Pan de elote, also known as cornbread or corn cake, is a type of bread made with cornmeal, flour, eggs, and milk. It is a popular food in many Latin American and Caribbean countries, as well as in the southern United States.

The origins of pan de elote can be traced back to the indigenous cultures of Mexico and Central America, where corn was a staple food and an important part of the diet. Cornbread was likely developed as a way to use up surplus cornmeal, which was often ground from dried corn kernels.

To make pan de elote, the ingredients are mixed together and poured into a greased baking pan. The mixture is then baked in the oven until it is golden brown and slightly firm to the touch. Pan de elote can be served as a savory or sweet bread, depending on the recipe and the toppings or fillings used.

One of the most common ways to serve pan de elote is as a side dish to accompany a main meal, such as beans and rice or grilled meats. It can also be sliced and toasted, and served with butter or jam for breakfast or as a snack. In some regions, pan de elote is used to make sandwiches or as a base for appetizers, such as canapés or crostini.

In addition to its delicious flavor, pan de elote is also known for its nutritional benefits. Cornmeal is high in fiber and B vitamins, and it is a good source of protein and iron. However, it is important to note that pan de elote can also be high in calories and fat, depending on the recipe and the amount of butter or oil used. As with any food, it is important to enjoy pan de elote in moderation as part of a balanced diet.

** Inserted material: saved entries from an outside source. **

PR #258, opened 2026-03-29
fix(tauri): stop stale UI assets from shadowing desktop builds

pascalandr:
## Summary
- prefer the bundled desktop UI over the downloaded cache when both report the same version, so rebuilt installers do not keep serving stale frontend assets
- rebuild the server workspace during the Tauri prebuild step on every desktop package build, matching Electron's correctness boundary for fresh UI/server assets
- add a regression test covering the equal-version bundled-vs-downloaded UI selection path

## Why
- local desktop rebuilds should reflect the latest server and UI code without requiring users to manually clear cached assets
- packaged updates should keep favoring the freshly bundled frontend when the cached copy is not actually newer

## Testing
- node --import tsx --test packages/server/src/ui/__tests__/remote-ui.test.ts
- npm run build:tauri

### DIFF
--- a/packages/tauri-app/scripts/prebuild.js
+++ b/packages/tauri-app/scripts/prebuild.js
@@ -53,52 +53,10 @@ async function ensureMonacoAssets() {
   })
 }
 
-function latestModifiedTime(targetPath) {
-  if (!fs.existsSync(targetPath)) {
-    return 0
-  }
-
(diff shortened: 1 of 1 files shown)


shantur:
@CodeNomadBot

check for regressions
Be the PR gatekeeper

Also check how this differs from packages/electron-app build process. Electron-app works correctly

PR #262, opened 2026-03-31
fix(server): show sane remote URLs for 0.0.0.0 binds

### LINKED ISSUE #261: Server startup logs should advertise sane LAN URLs when bound to 0.0.0.0
## Summary

When CodeNomad is started with `--host 0.0.0.0`, the server is reachable on multiple local interface addresses, but the startup log currently advertises only a single "Remote Connection URL". On Windows machines with WSL, Hyper-V, Docker, or other virtual adapters, the printed address often ends up being a virtual or less useful private IP instead of the address a user is most likely to open from another device on the LAN.

This makes remote access appear broken or confusing even when the server is actually reachable from a normal LAN address.

## Problem

Example behavior:

- Command:
  - `codenomad --host 0.0.0.0 ...`
- Startup output may show:
  - `Remote Connection URL : https://172.19.x.x:9898`

But the server may also be reachable at a more useful address such as:

- `https://192.168.1.128:9898`

The problem is not that the server is unavailable. The problem is that the startup output does not accurately communicate the reachable addresses a user is likely to need.

This is especially confusing on Windows hosts with multiple adapters, including:

- WSL / Hyper-V virtual Ethernet
- Docker virtual networks
- additional NAT / bridged interfaces

## Expected behavior

When the server binds to `0.0.0.0`:

1. The startup log should prefer a user-meaningful remote address for the primary "Remote Connection URL".
2. The startup log should also show additional reachable remote URLs instead of hiding them.
3. Clearly low-value addresses should not be prioritized for user-facing output.
4. The behavior should remain stable across machines with multiple private-network adapters.

## Preferred solution

A good solution would be:

- keep network-address discovery in the server/network-address resolver layer
- distinguish between:
  - all reachable addresses
  - addresses suitable for user-facing advertisement
- choose the primary remote URL from the advertisable set rather than blindly taking the first external address
- print additional reachable URLs in the startup log when multiple useful addresses are available
- avoid hard-coding one RFC1918 subnet family (for example `192.168.*`) as universally better than all others
- deprioritize or suppress clearly low-value addresses such as link-local `169.254.*` in terminal output

## Notes

This issue is about **address selection and presentation**, not about changing listener binding behavior, TLS mode, or authentication behavior.

## Acceptance criteria

- Starting CodeNomad with `--host 0.0.0.0` no longer advertises only a single potentially misleading private IP.
- The startup log includes additional useful reachable URLs when multiple interfaces are available.
- Link-local addresses are not chosen as the primary advertised remote URL.
- Address-ordering behavior is covered by targeted tests so interface enumeration does not silently regress the primary URL again.

VooDisss:
Closes #261

## Summary

- improve startup remote URL selection when the server binds to `0.0.0.0`
- print additional reachable remote URLs instead of advertising only the first external address
- add targeted tests for address ordering and advertisability behavior

## Problem

When CodeNomad was started with `--host 0.0.0.0`, the CLI chose the first external IPv4 address it discovered and displayed only that one as the remote URL.

On Windows machines with WSL, Hyper-V, Docker, or other virtual adapters, that often surfaced a virtual `172.x.x.x` address even though a more useful LAN address such as `192.168.x.x` was also reachable and usable from other devices.

That made remote access look broken or confusing even though the server itself was accessible.

## What changed

- reuse the resolved network-address list for both:
  - primary remote URL selection
  - startup logging of additional reachable URLs
- choose the primary remote URL from the **advertisable** external addresses instead of any external address
- print `Other Accessible URLs` when multiple useful remote URLs are available
- avoid hard-coding a preference like `192.168 > 10 > 172`
- suppress link-local `169.254.*` addresses from user-facing advertised URLs
- add tests covering:
  - stable ordering across RFC1918 address ranges
  - link-local addresses being non-advertisable
  - link-local-first discovery not stealing the primary LAN URL

## Why this approach

This keeps address derivation in the network-address resolver layer and limits `index.ts` to startup wiring and presentation.

It also fixes the misleading terminal output without redesigning binding behavior, TLS behavior, or the server API contract.

## Validation

- `npx tsx --test '.\\src\\server\\__tests__\\network-addresses.test.ts'`

## Notes

- this change is intentionally focused on selection and presentation of reachable addresses
- it does not attempt a broader virtual-adapter classification policy beyond suppressing clearly low-value link-local addresses in user-facing output

### DIFF
--- a/packages/server/src/index.ts
+++ b/packages/server/src/index.ts
@@ -21,7 +21,7 @@ import { launchInBrowser } from "./launcher"
 import { resolveUi } from "./ui/remote-ui"
 import { AuthManager, BOOTSTRAP_TOKEN_STDOUT_PREFIX, DEFAULT_AUTH_COOKIE_NAME, DEFAULT_AUTH_USERNAME } from "./auth/manager"
 import { resolveHttpsOptions } from "./server/tls"
-import { isAdvertisableRemoteAddress, resolveNetworkAddresses } from "./server/network-addresses"
+import { resolveNetworkAddresses, resolveRemoteAddresses } from "./server/network-addresses"
 import { startDevReleaseMonitor } from "./releases/dev-release-monitor"
 import { SpeechService } from "./speech/service"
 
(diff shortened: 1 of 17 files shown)


shantur:
@CodeNomadBot

Can you do your thing again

Here is a recipe for pan de elote that you can try at home:


  • 1 cup cornmeal
  • 1 cup flour
  • 1/2 cup sugar
  • 1 teaspoon baking powder
  • 1/2 teaspoon salt
  • 1 cup milk
  • 2 eggs, beaten
  • 4 tablespoons melted butter


  1. Preheat your oven to 350°F (175°C). Grease a 9×9-inch baking pan with cooking spray or butter.
  2. In a medium bowl, mix together the cornmeal, flour, sugar, baking powder, and salt.
  3. In a separate bowl, whisk together the milk, eggs, and melted butter.
  4. Pour the wet mixture into the dry mixture and stir until just combined.
  5. Pour the batter into the prepared baking pan and smooth the top with a spatula.
  6. Bake the pan de elote for 30-35 minutes, or until it is golden brown and a toothpick inserted into the center comes out clean.
  7. Let the pan de elote cool in the pan for a few minutes, then transfer it to a wire rack to cool completely.
  8. Once the pan de elote is cool, slice it into squares and serve. You can enjoy it as is, or top it with butter, jam, or your favorite toppings.

Note: This recipe can be easily modified to suit your taste. For a sweeter bread, you can add more sugar or use sweetened cornmeal. You can also add ingredients such as diced jalapeños or cheese to the batter for a savory twist. Experiment with different flavors and toppings to find your perfect pan de elote!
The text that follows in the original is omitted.